Today our difference divide us perhaps tomorrow we will be better and our differences will be our strength.

I am pleased to see that we have differences.
May we together become greater than the sum of both of us.

-Surak of Vulcan

I am the child of Charles and Frances Cooke two African-Americans born in the early 1900s in the southern part of the United States. As such I have always identified myself as African-American and from time to time was reminded of this by society. From being chased out of a park while being called a nigger when I was 10, having a police officer point a gun at my head when I was 15 simply because I made the mistake of tossing a football around the yard of a white friend who lived in the suburbs, to being pulled over numerous times in my early 20s despite not fitting the “profile” because as kind of a nerd I normally had on penny loafers with argyle socks and matching sweater but my skin color was still the wrong shade.

While my self identification is the result of being raised, loved, and natured by two exceptional individuals who themselves were also African-American I am also adopted, a fact that was kept hidden from me until my late 30s. I know nothing of my biological father other than the fact that he wasn’t African-American. Recently I completed one of those DNA test and found out I was in fact 54.6% Sub-Saharan African and 43.9% European. Interesting I thought as I looked at my results how many of those Europeans had looked at me and seen just the color of my skin and thought of me as inferior? How many of them don’t look like me but have a similar ancestry? Does it really matter what my ancestry is? Does it define how I should live my life?
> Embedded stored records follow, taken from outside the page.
Issue #1739, opened 2020-09-14
Improve documentation around exchange token format for external API


emmenko:
**Which part of the documentation does it affect and which topic does it refer to?**

https://docs.commercetools.com/custom-applications/main-concepts/proxy-to-external-api

**Describe what needs to be improved**

Document a bit more in-depth the format/fields of the JWT exchange token.

PR #1742, opened 2020-09-14
docs(proxy-external): add description of decoded JWT claims

adnasa:
#### Summary

- add description for decoded JWT and their claims
- closes https://github.com/commercetools/merchant-center-application-kit/issues/1739

### DIFF
--- a/website/src/content/main-concepts/proxy-to-external-api.mdx
+++ b/website/src/content/main-concepts/proxy-to-external-api.mdx
@@ -121,7 +121,7 @@ It's imperative that the external API is securely protected and that only users 
 
 </Warning>
 
-### Decoding the token
+### Exchange token structure
 
 You can decode the JWT token with [JWT.io](https://jwt.io/). In the decoded version, you will see the following fields.
 
--- a/website/src/content/main-concepts/proxy-to-external-api.mdx
+++ b/website/src/content/main-concepts/proxy-to-external-api.mdx
@@ -140,13 +140,13 @@ You can decode the JWT token with [JWT.io](https://jwt.io/). In the decoded vers
 These decoded JWT token consist of **Register Claim Names** and **Private claims** and have the following fields:
 
 
-- `exp`: This claim identifies the **expiration time**. The value of this claim requires to be the time before the current time to be valid and accepted.
-- `sub`: This claim identifies the **subject**. The value of `sub` issued by the Merchant Center API Gateway for Custom Applications is the user-ID for Merchant Center.
-- `iss`: This claim identifies the **issuer**. The value of `iss` is either a cloud identifier or a valid URL to the Merchant Center API Gateway. The value differs depending on the region as outlined above.
-- `aud`: This claim identifies the **audience**. The value of **audience** is the exact URL to the External API.
-- `type`: This is public claim identified by the Merchant Center API Gateway. The decoded JWT in the example above is a result of authorization exchange between Merchant Center API Gateway and the External API, hence the name.
-- `<hostname>/claims/project_key`: This is a claim identified by the Merchant Center API Gateway. This identifies the project key that the JWT was issued for.
-- `iat`: This claim identifies **issued at**. The value of **issued at** is the time that JWT was issued.
+- `exp`: The **expiration time** on or after which the exchange token must not be accepted for processing.
+- `sub`: The **subject identifier** is the unique user identifier of a Merchant Center account, specifically the ID of the logged in user.
+- `iss`: The **issuer identifier** is the URL identifier of the server that issued the JWT. In this particular case is the URL of the [Merchant Center API Gateway](/main-concepts/api-gateway).
+- `aud`: The **audience** is the value that the exchange token is intended for. In this particular case is the exact URL passed to the `X-Forward-To` HTTP header.
+- `iat`: This value represents the time at which the JWT was issued.
+- `type`: This value is a **private claim** and is always set to `exchange`.
+- `<iss>/claims/project_key`: This value represents the project key that the request is associated to. The claim is a **public claim** prefixed by a collision-resistant namespace, as per the JWT specification.
 
 ## Validating the JSON Web Token
 
--- a/website/src/content/main-concepts/proxy-to-external-api.mdx
+++ b/website/src/content/main-concepts/proxy-to-external-api.mdx
@@ -123,7 +123,10 @@ It's imperative that the external API is securely protected and that only users 
 
 ### Exchange token structure
 
-You can decode the JWT token with [JWT.io](https://jwt.io/). In the decoded version, you will see the following fields.
+The Exchange token follows the [JWT structure](https://auth0.com/docs/tokens/json-web-tokens/json-web-token-structure), specified by the [JWT specification](https://tools.ietf.org/html/rfc7519).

Our ancestry defines our culture and to a large extend our culture is a leading factor in defining who we are. But while it is a leading factor it does not change the fact that we are all human. Humans with differences but humans nevertheless. It is our differences that If embraced instead of feared would in fact make us stronger as a species. The sun, Earth’s primary source of energy, emits white light but that white light is actually a composite of all of the visible frequencies of light. Without the differences all the colors bring there would be no light at all. So is the case with the human species? Where would we be without our many differences? How would we advance and grow without the varied contributions of so many cultures?

The question before us now is how do we begin to embrace our differences as a species when our entire existence shows we let those differences divide us. Seemingly there is no answer to that. Man has always fostered a sense of loyalty rooted in group identity. We pit race against race, religion against religion, prejudice against prejudice. Divide and conquer has always been mankind’s rallying call. I am pessimistic about our ability to overcome the us versus them mentality in the short term. However I am optimistic that the human is a very promising species and as Captain Jean Luc Picard once said “inside you is the potential to make yourself better…and that is what it is to be human. To make yourself more than you are.” Today our difference divide us perhaps tomorrow we will be better and our differences will be our strength.